By Editorial board
Published: 2008-06-23

The recent rise in fuel and electricity prices has to some extent rectified price fixing mechanisms, which have long been distorted.

For some time authorities have controlled the prices for fuel and electricity to avoid exacerbating inflation. The result was dissatisfactory, however.

In one way, it had worked against inflation control efforts—low oil and electricity prices encouraged investment in China, touching off fierce criticism from the market that China is subsidizing the rest of the world with its low prices.

Generally speaking, price rises are inevitable during a period of economic growth. In response, market participators will increase supplies to ease the pressure of rising demand, thereby not only boosting the economy but striking a new balance between the two at the same time.

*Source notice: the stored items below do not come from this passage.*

PR #203, opened 2020-11-05
[CI] Disable travis on linux (duplicates gitlab CI).

jmirabel:
Will help regarding travis policy changes : https://blog.travis-ci.com/2020-11-02-travis-ci-new-billing


jcarpent:
The thing is the CI on gitlab may fail just because the containers are not up to date, and so on.
Maybe, we can move the Travis scripts to Github Action.

jmirabel:
@nim65s any comment on the reliability of the CI on gitlab ?

nim65s:
I don't think we ever got any Gitlab-CI issue with this package. Did we ? 

In any case, I am not aware of any ongoing issue. Should I ?

jcarpent:
On my case, I often encounter for Pinocchio at least the case where some runners are stuck and then I add to manually relaunch the build, which is boring in some sense.
On the other side, it would be nice to keep checking for OS X thanks to Gitlab.

jmirabel:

In recent years, we have delighted in talk of keeping up "high growth and low inflation", without considering the sustainability of such a situation. Evidence now shows that price controls to keep inflation low is just one side effect here.

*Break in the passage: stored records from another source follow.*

PR #204, opened 2020-11-12
Fix doc generation for Python bindings on Windows

jcarpent:


doc/python/doxygen_xml_parser.py
```diff
@@ -408,7 +409,7 @@ def _writeClassDoc (self, output):
             classname = self._className(),
             docstring = docstring,
             attributes = attribute_docstrings,
-            ))
+            ).encode('utf-8'))
```
nim65s, line 412: You can specify the encoding in the [`open`](https://docs.python.org/3/library/functions.html#open) function of the file, instead of in all the streams you are giving to that file, ie. on l. 652:
```python
self._out = open(fullname, mode='w', encoding='utf-8')
```

jcarpent: Since which version? 
I also had some issues sayong that the str was not compatible when performing testing.

jcarpent: I removed it again. let's see if it works.

nim65s: Good catch, that's not available in python 2… 

We could add it in the `out()` method, l.675, ie:
```python
def out(self, *args):
    print(' '.join(str(arg) for arg in args).encode('utf-8'), file=self._out)
```

But that's not as clean. I let you choose :)

jcarpent: I think the doc generation is only for Python3 ;)

nim65s: then, the `encoding` arg of the `open()` function is available in all python 3.x versions

jcarpent: Solved.

PR #205, opened 2020-11-15
BVH - Add new methods + fix some bugs + remove some warnings

jcarpent:


include/hpp/fcl/internal/traversal_node_setup.h
```diff
@@ -308,16 +308,16 @@ bool initialize(MeshShapeCollisionTraversalNode<BV, S>& node,
                 bool use_refit = false, bool refit_bottomup = false)
 {
   if(model1.getModelType() != BVH_MODEL_TRIANGLES)
-    return false;
+    throw std::invalid_argument("model1 should be of type BVHModelType::BVH_MODEL_TRIANGLES.");
```
jmirabel, line 311: I understand why one would want this but this makes the API of the `initialize` functions not homogeneous. Either change all of them of none.

I think very few of them return false and you addressed almost all of them already (at least l. 587 is missing), so it shouldn't be a hard job.

jcarpent: Fine for me. I will handle it.

jcarpent: Done.

PR #208, opened 2021-01-20
Fix constness + reduce Boost dependency.

jmirabel:


include/hpp/fcl/profile.h
```diff
@@ -170,6 +169,9 @@ class HPP_FCL_DLLAPI Profiler : private boost::noncopyable
       start();
   }
 
+  Profiler(const Profiler&) = delete;
```
jcarpent, line 172: This is a C++11 feature!

jcarpent (changes requested):
You are forcing the compilation against C++11, which is not something appealing at the current stage of the project, to just remove a minor dependency to Boost.

This is a bit too early I would say.

include/hpp/fcl/profile.h
jmirabel: You are correct. This was not my first intention. This file is anyway not used by anyone. I removed it.

jmirabel:
@jcarpent any idea why windows CI fails ?

jcarpent:
You should have a look to https://github.com/stack-of-tasks/pinocchio/commit/c0a3381de8681c4f38bde1a3dcd7894f300744e1#diff-290e375cf6344cd41694325176f37fab181cde59e19180067c1d37902af69b2c

jmirabel:
@jcarpent if it's okay, can you modify your review ? Now the code is C++98 compliant.

jcarpent (approved):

Price fixing leads to the further scarcity of supply, which was proved again by oil and electricity shortages in China presently.

The media has also reported that food smuggling in China had recently increased. This was partly a rectification response to the market's twisted prices, even if through the black-market. How could Chinese food producers and merchants control their impulse to sell through illicit channels in face of rising food prices across the globe, and artificially depressed prices at home?

Famed economist Milton Friedman made efforts to fight against price fixing on rental rooms in New York after the Second War. He believed price fixing would weaken the desire to invest in rental houses and would decrease home-owners' incentive to renovate. Beyond that, it would harm the whole home rental market, and ultimately, hurt consumers.

The fight against food prices has gone on throughout China's economic history, from which we should draw lessons for our future development.

Take grains for example, as China continue in opening up, eventually, when following market principles, although food prices may rise sharply in the short term, the inflationary pressure caused by food shortages would be eased owing to a greater incentive for farmers' to increase production.

Looking back to the recent energy price adjustments, we should applaud the NDRC's courage of raising prices before the Beijing Olympic Games.

But we still regret that the price adjustment is a manipulation by regulators.We believe people are more willing to analyze price trends based on market fluctuations as opposed to guessing at the will of regulators. The only way to solve this is to loosen up governmental controls and let the market lead the way.